3) Select the target compiler that Chapel should use when compiling
   code for the compute node:

   On a Cray CS series system, set the ``CHPL_TARGET_COMPILER`` environment
   variable to indicate which compiler to use (and make sure that the compiler
   is in your path).

      ===========================  ==============================
      To request...                set CHPL_TARGET_COMPILER to...
      ===========================  ==============================
      ...the GNU compiler (gcc)    gnu    (default)
      ...the Intel compiler (icc)  intel
      ...the PGI compiler (pgcc)   pgi
      ===========================  ==============================

   On a Cray X-series system, ensure that you have one of the following
   Programming Environment modules loaded to specify your target compiler::

       PrgEnv-cray
       PrgEnv-gnu
       PrgEnv-intel
       PrgEnv-pgi

   For PrgEnv-cray we recommend using CCE 8.4 or newer for best performance.
   This allows us to build our recommended third-party packages (i.e. allows
   us to default to CHPL_TASKS=qthreads instead of CHPL_TASKS=fifo)

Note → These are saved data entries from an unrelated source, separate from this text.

PR #124, opened 2018-04-25
traverse_directory: Reset error code on continue.

benkard:
In case add_inode_items returned -EEXIST, traverse_directory would
handle the condition and still continue under certain circumstances, but
it would not reset the error code, leading to spurious failure later.
This patch fixes that.


kdave:
Merged to devel, thanks.

PR #125, opened 2018-04-27
SLE11 build fixes

jeffmahoney:
This patch set allows btrfs-progs to build without further patching
on a stock SLE11 SP4 install.  The major issues were:
- new dependencies on e2fsprogs 1.42
- use of -std=gnu90, which gcc 4.3.4 doesn't support
- use of m4_chomp, introduced in autoconf 2.64.


jeffmahoney:
Since we still require autoconf 2.64, the last commit is silly. I'll resubmit without it.

PR #135, opened 2018-05-14
btrfs-progs: Detect compressed extent without csum

adam900710:
It's based on v4.16 stable branch.

James Harvey from mail list reports a strange kernel panic, whichs show
obviously kernel memory corruption, while after btrfs decompression
failure.

It turns out that, some compressed extent get corrupted on-disk, while
the inode has NODATASUM set, there is no csum to prevent corrupted
mirror being used.

Although the root cause should be buggy lzo implementation, it still
shows that btrfs is not following the behavior defined in btrfs(5):

     Note
     If nodatacow or nodatasum are enabled, compression is disabled.

So at least make btrfs check to detect such problem.

Kernel patch sent titled:
"[PATCH] btrfs: inode: Don't compress if NODATASUM or NODATACOW set"


jamespharvey20:
If these files are in snapshots, is there any way to fix them, without deleting all the old snapshots?  Any chance of a future `--repair` taking care of these?  "Fixing" probably means if nodatacow or nodatasum are enabled, changing the data on disk to be uncompressed; and if neither are enabled now, leaving on disk compressed but generating csums.  Or, if too complicated, just changing to uncompressed in all scenarios.

kdave:
Added to devel.

PR #138, opened 2018-05-15
btrfs-progs: fix regression preventing send -p with subvolumes mounted on "/"

digint:
Fix subvol_strip_mountpoint for mnt="/" (len=1). In this case, skip
check for trailing slash on full_path (leading slash on full_path is
already asserted by strncmp).

Fixes: c5dc299aff6b ("btrfs-progs: prevent incorrect use of subvol_strip_mountpoint")
Signed-off-by: Axel Burri <axel@tty0.ch>


kdave:
Merged to devel, thanks.

PR #139, opened 2018-05-16
qgroups usability v3

jeffmahoney:
This is v3 of the qgroups usability patchset.

Changes since v2:
- Updated Reviewed-by tags were provided.
- Fixed the typoed commands that I commented on in the previous posting.
- Dropped the btrfs_cleanup_root_info since it's unnecessary with the
  switch to libbtrfsutil.
- Updated the qgroups pathname patch to use libbtrfsutil
- Added a mini-filter to skip dead qgroups in 'qgroup show' output
  unless -v is specified.

The most notable change is that this posting doesn't include the JSON
format patches since there was still some open discussion there.  The
plumbing for passing global options around to commands is there, so we
really just need to decide on how we want to handle alternative formats.
For some commands, the formatting library that coreutils uses will
probably work but for qgroups show to represent nested groups, it's
unsuitable.


kdave:
The patchset is doing several things at once, I've merged some of them over the time (command line parsing, fixes), the output --format as part of the global option rework. I'd rather track several PRs/issues so it's clear what's merged or needs to be fixed, this PR has become unwieldy.

kdave:
Remaining parts of the pull request have been rebased and merged:
- added -W option to rescan
- print path in qgroup show

PR #146, opened 2018-09-05
btrfs-progs: docs: update remaining non-zero dev stats -s option to -c

phillxnet:
Update the remaining erroneous entry of -s in the 'exit status' section to -c in accordance with the changes made in:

4) By default, ``g++`` will be used to compile code that runs on the login
   node, such as the Chapel compiler and launcher code.  Optionally, you can
   override this default by setting ``CHPL_HOST_COMPILER`` to one of the
   following values:

     :``gnu``: the GNU compiler suite -- ``gcc`` and ``g++``
     :``intel``: the Intel compiler suite -- ``icc`` and ``icpc``
     :``pgi``: the PGI compiler suite -- ``pgcc`` and ``pgc++``


5) Optionally, set one or more of the following environment variables to
   configure the Chapel build.  These are described in greater detail in
   :ref:`readme-chplenv`.

     :``CHPL_TASKS``: tasking implementation, default ``qthreads``
     :``CHPL_COMM``: communication implementation, default ``gasnet``

   Other configuration environment variables such as ``CHPL_MEM`` can also
   be set, but this is more typical when doing internal development.
   For production work the configuration scripts should always select an
   appropriate default for these.

   Note that the Cray-specific settings of ``muxed`` tasking and ``ugni``
   communications cannot be selected when building Chapel from source,
   because the corresponding runtime layers are not distributed in
   source form.  These settings can only be selected when using the
   pre-built Chapel module.


6) Make sure you're in the top-level chapel/ directory and make/re-make the
   compiler and runtime::

     gmake

   Note that a single Chapel installation can support multiple
   configurations simultaneously and that you can switch between them
   simply by changing any of the above settings.  However, each
   configuration must be built separately.  Thus, you can change any of
   the settings in the steps before this, and then re-run this step in
   order to create additional installations.  Thereafter, you can switch
   between any of these configurations without rebuilding.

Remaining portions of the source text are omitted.